DATA SHOWN:

********************

PR #249, opened 2021-03-04
tools/build-image.sh: use /sbin/mkfs.btrfs instead of sudo

tserong:
We don't need to be root to check if mkfs.btrfs is present.

### DIFF
--- a/tools/build-image.sh
+++ b/tools/build-image.sh
@@ -85,7 +85,7 @@ if ! kiwi-ng --version &>/dev/null ; then
   error_exit "missing kiwi-ng"
 fi
 
-if ! sudo mkfs.btrfs --version &>/dev/null ; then
+if ! /sbin/mkfs.btrfs --version &>/dev/null ; then
   echo "error: missing btrfstools"
   exit 1
 fi


kshtsk:
jenkins run build-image

tools/build-image.sh
```diff
@@ -85,7 +85,7 @@ if ! kiwi-ng --version &>/dev/null ; then
   error_exit "missing kiwi-ng"
 fi
 
-if ! sudo mkfs.btrfs --version &>/dev/null ; then
+if ! /sbin/mkfs.btrfs --version &>/dev/null ; then
   echo "error: missing btrfstools"
```
kshtsk, line 89: nit: It was a typo when I committed this patch earlier, won't you mind to change 'btrfstools' to 'btrfsprogs package' too?

tools/build-image.sh
```diff
@@ -85,7 +85,7 @@ if ! kiwi-ng --version &>/dev/null ; then
   error_exit "missing kiwi-ng"
 fi
 
-if ! sudo mkfs.btrfs --version &>/dev/null ; then
+if ! /sbin/mkfs.btrfs --version &>/dev/null ; then
```
kshtsk, line 88: nice catch

kshtsk (approved):

tools/build-image.sh
votdev, line 88: Is an absolute path really necessary here?

kshtsk: @votdev that's the thing, because it is in `/sbin`:
```
> mkfs.btrfs --version ; echo $?
Absolute path to 'mkfs.btrfs' is '/usr/sbin/mkfs.btrfs', so running it may require superuser privileges (eg. root).
127
```

PR #251, opened 2021-03-04
tools/build-image.sh: s/btrfstools/btrfsprogs

tserong:


tserong:
(This is just a leftover minor tweak from #249)

kshtsk (approved):

PR #252, opened 2021-03-04
Refactor tests

jhesketh:
A series of commits to tidy up and refactor tests.

This primarily moves us to use pytest and fixtures rather than the python unittest framework.

Still a WIP because it breaks mypy and how to properly test gstate isn't obvious yet.


mgfritch (commented):
big :+1: for the fixtures!

a conftest.py that can be used by all tests is good, but I do wonder if we should leave the test_*.py files in their respective modules to avoid any potential naming conflicts?

jhesketh:
> a conftest.py that can be used by all tests is good, but I do wonder if we should leave the test_*.py files in their respective modules to avoid any potential naming conflicts?

Not sure what conflicts we might have?

We can use multiple `test_*.py` files within the `tests/` directory, and we can also create a sub-dirs if necessary. eg: `tests/test_cephadm/test_main.py`.

Sub-dirs are also how pytest scopes conftest.py inheritance (walking up the directory path) if we ever want to do some complicated division of fixtures etc.

mgfritch:
the fixtures seem shared between all components, but I'm thinking it might be worthwhile to at least split tests under the `api` and `controllers` dir?

seems as if we could easily end up with duplicate `orch.py` or `ceph.py` files in either of these modules ...

jhesketh:
> the fixtures seem shared between all components, but I'm thinking it might be worthwhile to at least split tests under the `api` and `controllers` dir?
> 
> seems as if we could easily end up with duplicate `orch.py` or `ceph.py` files in either of these modules ...

Ah, if we're creating a 1:1 map of `test_$module.py` to $module, then yes, that makes sense. I don't mind how we split them up, but I do think it's better to keep them under the one parent `tests/` folder.

jhesketh:
@mgfritch I incorporated your fixes - thanks.

The last commit in this branch also reorganises things to match the module tree. I'm not a fan of this, but it is a compromise we discussed in our meeting. If this doesn't look good to others than we can go back a commit (basically just keeping tests in arbitrary files in `tests/`), or we can place test_* files throughout the directory structure as they were before.

mgfritch (approved):
lgtm!

PR #253, opened 2021-03-04
glass: Change button text

votdev:
Change text from 'Choose selected devices' to 'Deploy devices' because it matches better what happens here.

### DIFF
--- a/src/glass/src/app/pages/deployment-page/deployment-page.component.html
+++ b/src/glass/src/app/pages/deployment-page/deployment-page.component.html
@@ -23,7 +23,7 @@
             <button mat-button
                     class="mat-stepper-next"
                     (click)="chooseDevices()">
-              <span translate>Choose selected devices</span>
+              <span translate>Deploy devices</span>
             </button>
           </div>
         </mat-step>
--- a/src/glass/src/app/pages/deployment-page/deployment-page.component.ts
+++ b/src/glass/src/app/pages/deployment-page/deployment-page.component.ts
@@ -83,7 +83,7 @@ export class DeploymentPageComponent implements OnInit {
       data: {
         type: 'yesNo',
         icon: 'warn',
-        title: TEXT('Choose selected devices'),
+        title: TEXT('Deploy devices'),
         message: TEXT(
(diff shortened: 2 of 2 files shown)


s0nea (dismissed):

ml8mr:
@asettle might oppose this, but in American English, utilize is spelled with a 'z'. Rather than starting a 'utilise' -vs- 'utilize' debate, maybe we should just use one of "(Consume|Use|Deploy) devices"? I'm even okay with "Use selected devices" (which seems better than "Choose selected devices").

jhesketh (approved):
Change looks good. But to add to the options, what about `Use selected devices`

votdev:
> @asettle might oppose this, but in American English, utilize is spelled with a 'z'. Rather than starting a 'utilise' -vs- 'utilize' debate, maybe we should just use one of "(Consume|Use|Deploy) devices"? I'm even okay with "Use selected devices" (which seems better than "Choose selected devices").

Then i'm in favor of `Deploy devices` because `(Use|Choose|...) selected devices` is incorrect here since the user can't select any device in the list. The intention of this list is to show the user which devices are detected on the node and assimilated for storage.

We discussed using `Next` as an alternative, but rejected that because we wanted to explain what happens when the button is pressed.

s0nea:
> Then i'm in favor of `Deploy devices` because `(Use|Choose|...) selected devices` is incorrect here since the user can't select any device in the list. The intention of this list is to show the user which devices are detected on the node and assimilated for storage.

I fully agree. I would be confused by the word `selected` as I actually can't select anything.

> 
> We discussed using `Next` as an alternative, but rejected that because we wanted to explain what happens when the button is pressed.

:+1:

asettle:
> @asettle might oppose this, but in American English, utilize is spelled with a 'z'. Rather than starting a 'utilise' -vs- 'utilize' debate, maybe we should just use one of "(Consume|Use|Deploy) devices"? I'm even okay with "Use selected devices" (which seems better than "Choose selected devices").

As much as I fundamentally disagree, EN-US is the standard. It needs to be consistently used across our dashboard and doc.

s0nea (approved):

PR #256, opened 2021-03-05
test/vagrant: Always add new Vagrant box

tserong:
The first time you run `tests/vagrant/setup.sh`, it adds a new Vagrant box.  That's fine.  But if you later make some changes and build a new image, then run `tests/vagrant/setup.sh` *again*, you end up using the old box, because something with that name already exists.  Let's delete that thing if it exists, so we're always using the latest and greatest.

### DIFF
--- a/tests/vagrant/setup.sh
+++ b/tests/vagrant/setup.sh
@@ -64,33 +64,32 @@ done
   echo "error: setup with name '${setup_name} already exists" && \
   exit 1
 
-echo "=> Searching for Vagrant box '${box}' ..."
-if ! vagrant box list | grep -q "^${box}[ ]\+" ; then
-  echo "=> Vagrant box '${box}' not found, searching for existing build"
-
-  imgdir=$(realpath ${basedir}/../../images)
-
-  [[ ! -e "${imgdir}" ]] && \
-    echo "error: unable to find images directory" && \
-    exit 1
-
-  [[ ! -e "${imgdir}/build" ]] && \
-    echo "error: unable to find images build directory" && \
-    exit 1
-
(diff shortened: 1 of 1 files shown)


tserong:
BTW, this change is much less horrible if you ignore whitespace:

```
> git show -w
[...]
diff --git a/tests/vagrant/setup.sh b/tests/vagrant/setup.sh
index 44e5ec1..68698cb 100755
--- a/tests/vagrant/setup.sh
+++ b/tests/vagrant/setup.sh
@@ -64,9 +64,10 @@ done
   echo "error: setup with name '${setup_name} already exists" && \
   exit 1
 
-echo "=> Searching for Vagrant box '${box}' ..."
-if ! vagrant box list | grep -q "^${box}[ ]\+" ; then
-  echo "=> Vagrant box '${box}' not found, searching for existing build"
+if vagrant box list | grep -q "^${box}[ ]\+" ; then
+  echo "=> Removing existing Vagrant box '${box}'"
+  vagrant box remove ${box}
+fi
 
 imgdir=$(realpath ${basedir}/../../images)
 
@@ -87,10 +88,8 @@ if ! vagrant box list | grep -q "^${box}[ ]\+" ; then
   echo "error: unable to find vagrant libvirt image for '${box}'" && \
   exit 1
 
+echo "=> Adding new Vagrant box '${box}'"
 vagrant box add ${box} ${img} || exit 1
-else
-  echo "=> Vagrant box '${box}' already exists"
-fi
 
 sdir=${setupdir}/${setup_name}
 mkdir -p ${sdir} || exit 1
```

jecluis (approved):

PR #260, opened 2021-03-05
Adding Debian10 support for the setup script

AvengerMoJo:
Allow the setup script to run in Debian10 environment.


jecluis (approved):
I'm not testing this, so I'm assuming it works as it seems.

PR #44, opened 2020-06-30
Skeleton for Scheduled interview class

GrantComm:


src/main/java/com/google/sps/data/ScheduledInterview.java
```diff
@@ -0,0 +1,44 @@
...
+  private String interviewerEmail;
+  private String intervieweeEmail;
+
+  public ScheduledInterview(
+      TimeRange when, String interviewerEmail, String intervieweeEmail) {
+    this.when = when;
+    this.interviewerEmail = interviewerEmail;
+    this.intervieweeEmail = intervieweeEmail;
+  }
+
```
apluscs, line 27: Still need setter methods.

src/main/java/com/google/sps/data/ScheduledInterview.java
```diff
@@ -0,0 +1,44 @@
...
+package com.google.sps;
+
+/** Represents a scheduled interview. Contains the timerange of the interview and the emails of the attendees. */
+public class ScheduledInterview {
+  private TimeRange when;
+  private String interviewerEmail;
+  private String intervieweeEmail;
+
+  public ScheduledInterview(
```
apluscs: Javadoc for this

src/main/java/com/google/sps/data/ScheduledInterview.java
```diff
@@ -0,0 +1,44 @@
...
+// distributed under the License is distributed on an "AS IS" BASIS,
+// WITHOUT WARRANTIES OR CONDITIONS OF ANY KIND, either express or implied.
+// See the License for the specific language governing permissions and
+// limitations under the License.
+
+package com.google.sps;
+
+/** Represents a scheduled interview. Contains the timerange of the interview and the emails of the attendees. */
+public class ScheduledInterview {
+  private TimeRange when;
```
apluscs: Question: l see TimeRange doesn't exist yet, so this won't compile. Put a TODO here?

apluscs (changes requested):

apluscs (approved):

src/main/java/com/google/sps/data/ScheduledInterview.java
```diff
@@ -0,0 +1,73 @@
...
+  /** Sets the interviewer email. */
+  public void setInterviewerEmail(String email) {
+    interviewerEmail = email; 
+  }
+
+  /** Sets the interviewee email. */
+  public void setIntervieweeEmail(String email) {
+    intervieweeEmail = email; 
+  }
+  /** Returns the timerange of the interview */
```
meagancheese: Add space for consistency.

src/main/java/com/google/sps/data/ScheduledInterview.java
meagancheese: General question: what is the purpose of the setter methods? In what situations would we be updating these after the initialization? @GrantComm  @apluscs

meagancheese (changes requested):
Small change and general question.

meagancheese (approved):
LGTM

src/main/java/com/google/sps/data/ScheduledInterview.java
```diff
@@ -0,0 +1,80 @@
...
+// WITHOUT WARRANTIES OR CONDITIONS OF ANY KIND, either express or implied.
+// See the License for the specific language governing permissions and
+// limitations under the License.
+
+package com.google.sps;
+
+import java.time.LocalDate;
+
+/** Represents a scheduled interview. */
+public class ScheduledInterview {
```
acmcarther: AutoValue?

Copy-paste of my comment from https://github.com/googleinterns/InterviewMe/pull/43/files but updated for your use case

---

https://github.com/google/auto/tree/master/value

Here's what the current version of the code might look like with autovalue:
```java
  import com.google.auto.value.AutoValue;

  @AutoValue
  abstract static class ScheduledInterview {
    abstract TimeRange when();
    abstract LocalDate date();
    abstract String interviewerEmail();
    abstract String intervieweeEmail();

    static ScheduledInterview create(TimeRange when, LocalDate date, String interviewerEmail, String intervieweeEmail) {
      return new AutoValue_ScheduledInterview(when, date, interviewerEmail, intervieweeEmail);
    }
  }
```
I can give the pod a primer on AutoValue if would be helpful. I find it incredibly useful both to simplify code, and also as a tool for thinking about problems, since I find the best code strongly distinguishes between simple value types (i.e. above), and classes which do lots of work using value types (i.e. a servlet class).

src/main/java/com/google/sps/data/ScheduledInterview.java
acmcarther: Relevant here:

If you use autovalue, you don't get setters, though you can "re-build" the type by using AutoValue builders, and initializing a new value from the old value (but "setting" the new fields in the builder)

https://github.com/google/auto/blob/master/value/userguide/builders.md

acmcarther (changes requested):
Note on autovalue

src/main/java/com/google/sps/data/ScheduledInterview.java
```diff
@@ -0,0 +1,56 @@
...
+// limitations under the License.
+
+package com.google.sps.data;
+
+import com.google.auto.value.AutoValue;
+import java.time.LocalDate;
+
+/** Represents a scheduled interview. */
+@AutoValue
+abstract class ScheduledInterview {
```
acmcarther: Should this be public?

(sorry for being misleading in my example...)

acmcarther (approved):
LGTM % missing `public`s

********************

Establish how many lines of the records contain the string "wanted" and state that number without elaboration.

REPLY:
2